But leaving aside issues surrounding Trump's requests to Ukraine as being inappropriate or actually criminal, there is a broader question to be posed with respect to the complaints of those who believe that the core matter in this dispute is a president who neither respects nor listens to the experts.
That's why the release this week of a memoir by Nikki Haley, the former U.S Ambassador to the United Nations, is so timely.
Haley's book, With All Due Respect, made headlines because of its revelations about the infighting going inside the Trump administration.
According to Haley, former White House Chief of Staff John Kelly and former Secretary of State Rex Tillerson tried to draw her into what sounds like a conspiracy to undermine Trump. The substance of her accusations is that both men considered their duty to be not so much to advise the president and then implement his decisions, but to manipulate and thwart him so as to substitute their judgment and that of the federal bureaucracy and foreign-policy establishment they trusted for his.
While the protests of the foreign service about Trump pursuing his own agenda on Ukraine seems to resonate with many Americans who already dislike the president, Haley provides us with a concrete example of a similar dispute that puts this problem in perspective.

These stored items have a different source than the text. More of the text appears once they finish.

PR #1962, opened 2026-07-18
fix: prefer an HTTP-500 sample in the deep-search failed fragment

kingpanther13:
## What does this PR do?

Post-merge polish on #1930 (the #1784 follow-up), closing out the review-round findings:

- `record_first_failure()` now upgrades a non-500 sample once when the first HTTP 500 arrives. Failure order under `asyncio.gather` tracks latency, so a fast-failing outlier (e.g. a connection blip) could claim the sample slot and suppress the `http_500_diagnosis_hint` diagnosis in exactly the mixed-failure runs it exists for. Still at most two `summarize_fetch_error` calls per pass.
- The 500 detection is a shared regex predicate (`HTTP 500` followed by `:` or end-of-string) used by both the upgrade and the hint, replacing the `startswith("HTTP 500:")` coupling — a bare `HTTP 500` sample (empty error body) no longer silently drops the hint, and the two helpers can't disagree on what counts as a 500.
- Call-site comments corrected: the guard lives in `record_first_failure`, not the closures.
- Tests: pins the scene per-id 404 asymmetry disclosed in #1930's description (`e.g. HTTP 404` sample, no 500 hint); an automation seam test through public `deep_search`; `record_first_failure` selection semantics including an at-most-two-summaries spy; bare/near-miss hint predicate cases; the both-types-500 double-hint composition; `failed_sample is None` asserts on the existing timeout/yaml unpacks.

Unit tests for the changed surface pass locally (156 passed across the three deep-search test files, two of which this PR touches); full suite on CI.

## Type of change
- [x] 🐛 Bug fix

## Testing

## Checklist

### DIFF
--- a/src/ha_mcp/tools/smart_search/_deep.py
+++ b/src/ha_mcp/tools/smart_search/_deep.py
@@ -393,12 +393,12 @@ class DeepSearchMixin(SceneSearchMixin):
         failed_count = 0
         yaml_skipped_count = 0
         timeout_count = 0
-        # One representative summary — only the FIRST ``failed``-class
-        # exception is kept (the fetch closure guards the append); it rides
-        # partial_reason as an ``e.g.`` (#1784 follow-up). The remaining
-        # failures are counted (``failed_count``) but not summarized, so the
-        # motivating "every per-id fetch 500s" case does N-1 fewer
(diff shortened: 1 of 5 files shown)


ghhamcp:

ghhamcp:

PR #1968, opened 2026-07-19
ci: never fail the mirror gate open on a skipped triggering run

kingpanther13:
## What does this PR do?

Closes the mirror-sync gate hole that cut three accidental stable tags on ha-mcp-integration (v1.1.1, and yesterday v1.2.0 and v1.2.1 — alert issues #1939 / #1957).

Every non-hotfix PR merge produces a wholesale-skipped "Hotfix Release" run. Job records for a skipped run are created asynchronously, seconds after the completed event fires, so the gate's immediate jobs query races them and can come back empty — falling into the job-absent fail-open branch, which tagged whatever pending component version sat on master as a stable mirror release. The gate now short-circuits to "no release" when the triggering run's conclusion is `skipped` (delivered synchronously in the event payload), before the jobs query: a run skipped in its entirety performed no release.

Fail-open behavior is unchanged for runs that actually executed (API errors, genuinely absent job), and the out-of-cycle alarm issue stays in place behind it.

## Type of change
- [x] 🐛 Bug fix

## Testing
- Workflow YAML validated; the failure mechanism was confirmed against the two live misfiring runs behind #1939 and #1957 (both skipped `pull_request` Hotfix Release shells whose job records had not yet materialized when the gate queried — the v1.2.1 gate logged `Semantic Release job conclusion: <job absent>` at 23:13:34 while the job record was created at 23:13:36).

## Checklist
- [x] I have updated documentation if needed (workflow comments updated to describe the real mechanism)

### DIFF
--- a/.github/workflows/sync-integration-mirror.yml
+++ b/.github/workflows/sync-integration-mirror.yml
@@ -73,11 +73,19 @@ jobs:
   # The mirror tag depends only on the "Semantic Release" job (the name both
   # semver-release.yml and hotfix-release.yml use — commented as load-bearing
   # there), so gate on that job's conclusion instead. workflow_run fires for
-  # EVERY completed run of the listed workflows; the all-skipped Hotfix
-  # Release runs that every non-hotfix PR merge produces conclude "skipped",
-  # which never satisfied the old success gate either — the job-level check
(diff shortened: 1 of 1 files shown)


ghhamcp:

ghhamcp:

She devotes a chapter of her book to U.S.-Israel relationship called "Changing the Culture." In it, she details how resistant the foreign-policy professionals were to Trump's strategies, in which he sought to end President Barack Obama's pursuit of "daylight" between the United States and the Jewish state.
A principle bone of contention was Trump's determination to recognize Jerusalem as Israel's capital and move the U.S. embassy there from Tel Aviv.
The resistance to this idea from both the State Department and veteran government officials like Kelly was ferocious. The only ones in the government to support Trump's intentions were Haley, Vice President Mike Pence and U.S. Ambassador to Israel David Friedman.
The opponents thought they could stall, spin and otherwise stymie Trump with bureaucratic delays. But he stubbornly held course and insisted on implementing the move. While the establishment predicted that the world would be set on fire by this decision, Trump and his supporters were proven right when it was met with little protest.
The same thing happened with Trump's decision to pull the United States out of the 2015 Iran nuclear deal.
What Haley witnessed was what some on the right have come to term "the deep state." That's a sinister, conspiratorial term, though it has been embraced by some on the left who argue that the civil service was put in place precisely to stop someone like Trump from governing as he wishes.
Those who are cheering the "resisters" within the government and the so-called "adults" with the administration for doing everything in their power to stop Trump from carrying out the policies he ran on feel that any means justifies the end of when it comes to this president. The Ukraine story and the possibility that it might sink Trump has endeared the bureaucracy to liberals, even though they would have regarded such actions as illegitimate if a similar group of government employees had sought to stop President Barack Obama from, say, carrying out secret negotiations with Iran, in the same manner as they have sandbagged Trump on Israel, Iran, Ukraine and other issues.
Whatever you may think about his presidency, Trump was right and the "adults" were wrong about Jerusalem and other Israel-related issues. The same is true about Iran.
This ought to remind even those who don't like the president that policy decisions should be left to the commander in chief elected by American voters. Anything else is both illegitimate and undemocratic.
Trump fought the "deep state" on Israel and won. Had the bureaucrats prevailed, it wouldn't have been a victory for democracy. Instead, it would have been a triumph for establishment figures that have been wrong about the Middle East for generations. Whatever you may think about Trump, allowing them to veto a president is an invitation to disaster.